Detection of Feline Coronavirus Variants in Cats without Feline Infectious Peritonitis

Round 1

Reviewer 1 Report

In the introduction and throughout the paper the authors should make clear that they are talking about FCoV type I and not FCoV type II which can also cause FIP. It may seem trivial but there is some confusion in literature and it should always be clear to the reader about which FCoV the authors are talking. 

Line 73 to 77 is repetitive. 

The first 5 lines of discussion are also repetitive. 

Author Response

Reviewer: 1

Reviewers report for the author

viruses-1729100 review

In the introduction and throughout the paper the authors should make clear that they are talking about FCoV type I and not FCoV type II which can also cause FIP. It may seem trivial but there is some confusion in literature and it should always be clear to the reader about which FCoV the authors are talking. 

This is correct. We added this information.

Line 47-49: There are two serotypes of FCoV: type I and type II [6–8]. Serotype I is considered of only feline origin, while serotype II originates from a recombination of canine coronavirus and feline coronavirus [8,9].

Line 96: “… FCoV type I variants…”

Line 73 to 77 is repetitive. 

We thank the reviewer for the information.

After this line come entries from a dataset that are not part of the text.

PR #3434, opened 2025-01-27
Improve Doc-Comment Link Generation Machinery

InsertCreativityHere:
The main change in this PR is that the callback used to map `@link` tags has been given more context to work with.
It used to take: `(string identifier, string member)` (parsed from `@link identifier#member`).
Now it takes: `(string rawLink, ContainedPtr source, SyntaxTreeBasePtr target)`.
Having pointers to the elements lets us do things like check for `cpp:identifier`.

This PR also removes our use of `DocCommentPtr`.
There was absolutely no reason to wrap `DocComment` in a `shared_ptr`, since it was never shared between anything.
Now we use `optional<DocComment>` (`nullopt` indicates there was no doc-comment on something).

And the function for parsing a doc-comment was changed from `Contained::parseDocComment` to `DocComment::parseFrom`.
This function was setting private fields on `DocComment`, so it makes sense to have it on `DocComment` and avoid a
`friend Contained`. This was also necessary to avoid some weird `shared_from_this` hackery.


cpp/src/ice2slice/Gen.cpp
```diff
@@ -275,28 +275,27 @@ namespace
         }
     }
 
-    string slice2LinkFormatter(const string& identifier, const string& memberComponent)
+    string slice2LinkFormatter(string rawLink, const ContainedPtr&, const SyntaxTreeBasePtr&)
     {
-        // Replace links of the form `{@link Type#member}` with `{@link Type::member}`.
-        string result = "{@link ";
-        if (memberComponent.empty())
+        // The only difference with '@link' between Slice1 and Slice2 is that Slice1 uses '#' and Slice2 uses '::'.
```
bernardnormier, line 280: I assume you mean the `.ice` and `.slice` syntax, not Slice1 and Slice2. Slice1 and Slice2 are two modes of the .slice syntax.

bernardnormier (commented):
I anticipate a number of clang-tidy lints.

InsertCreativityHere:
> I anticipate a number of clang-tidy lints.

Yes, I tried to keep up with all the lint-changes that were added, but I didn't read every PR in totality.
So, there's probably some that I'm unaware of.

I expect it to complain about passing my `std::function` by `const &`.
But given that I'm passing in a function pointer (and not a lambda), I really don't see the point of passing a reference.
So, I'm hoping it won't complain about this.

cpp/src/slice2cpp/Gen.cpp
```diff
@@ -267,17 +267,45 @@ namespace
...
+
+                string parentName = getUnqualified(parent->mappedScoped(), source->mappedScope());
+                return parentName + "#" + dataMemberTarget->mappedName();
+            }
+            if (auto operationTarget = dynamic_pointer_cast<Operation>(target))
+            {
+                // Doxygen supports multiple syntaxes for operations, but none of them allow for a bare operation name.
+                // We opt for the syntax where operation names are qualified by what type they're defined on.
+                // See: https://www.doxygen.nl/manual/autolink.html#linkfunc.
+                // We also need to make sure yo include the 'Async' suffix for 'amd' operations.
```
pepone, line 289:
```suggestion
                // We also need to make sure to include the 'Async' suffix for 'amd' operations.
```

cpp/src/slice2py/PythonUtil.cpp
```diff
@@ -1994,7 +2002,7 @@ Slice::Python::CodeVisitor::collectExceptionMembers(const ExceptionPtr& p, Membe
 }
 
 void
-Slice::Python::CodeVisitor::writeDocstring(const DocCommentPtr& comment, const string& prefix)
+Slice::Python::CodeVisitor::writeDocstring(optional<DocComment> comment, const string& prefix)
```
pepone, line 2005: I think these methods should take a reference, as they are not taking ownership of the comment.

pepone (approved):

cpp/src/ice2slice/Gen.cpp
pepone: We can also say `Ice Slice files (.ice) and IceRPC Slice files (.slice)` but is kind of verbose.

bernardnormier: This is a comment in the ice2slice implementation so you could write:
> The only difference with '@link' between the ice and slice syntaxes is that the ice syntax uses '#' ...

cpp/src/slice2py/PythonUtil.cpp
InsertCreativityHere: I changed it to use a `const&`.
I don't think it really matters though since we were always passing in xvalues to this function.

cpp/src/ice2slice/Gen.cpp
InsertCreativityHere: I went with 'Ice syntax' and 'Slice syntax' because I don't care enough to argue.
Of course, I'm still going to make my case though : vP

Because these terms feel pretty weird to me.
There is no such thing as 'Ice syntax' and 'Slice syntax' is ambiguous IMO.
Whereas 'Slice1' and 'Slice2' make it clear that we're only talking about the Slice syntax, but just two different versions of it.

It happens to be true that 'Slice1' and 'Slice2' are compilation modes in IceRPC, but that has no bearing here.
Ice has no compilation modes. And it's worth noting that the entire point of 'Slice1's existence is to interop with the 'Ice syntax'. So calling this 'Slice1' feels very natural to me. </case>

bernardnormier (approved):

We made the respective changes.

Line 80-85: “Reverse transcription polymerase chain reaction (RT-PCR) is frequently applied to detect FCoV RNA in different samples, but FCoV RNA can also be detected in cats without FIP [15,19–22]. However, cats without FIP generally have significantly lower FCoV RNA loads measured by quantitative RT-PCR than cats with FIP [15], and thus,…”

The first 5 lines of discussion are also repetitive.

We agree. We made the respective changes.

Line 467-469: “The objective of the present study was to detect FCoV S gene variants in different tissue, body fluid, and fecal samples of cats in which FIP was excluded and that died from unrelated diseases. This is the first study that included a large number of different tissue, body fluid, and fecal samples from a defined population of cats in which FIP was definitively ruled out by gold standard methods. The results of the commercially available FCoV S gene mutation RT-qPCR were quite extraordinary and unexpected, and therefore confirmation by a second method, Sanger sequencing, was performed.”

Reviewer 2 Report

The authors of the manuscript entitled ‘Detection of feline coronavirus variants in cats without feline infectious peritonitis’ set out to determine the presence and genotype of FCoV in confirmed FIP negative cats, in multiple tissues and body fluids, using a combination of clinically relevant diagnostic RT-qPCR and Sanger sequencing. The work described contributes to the debate concerning the diagnostic value of commonly used RT-qPCR assays targeting specific mutations in the S gene of FCoV, and offers some evidence supporting the designation of the S gene M1058L substitution as specific to FIP pathogenesis, rather than as a feature of systemic dissemination of FCoV. The study includes a relatively large cohort of cats in which FIP was definitively excluded (using histopathology and IHC, the current ‘gold standard’ for diagnosis), and is strengthened by the dual approach to S gene variant detection.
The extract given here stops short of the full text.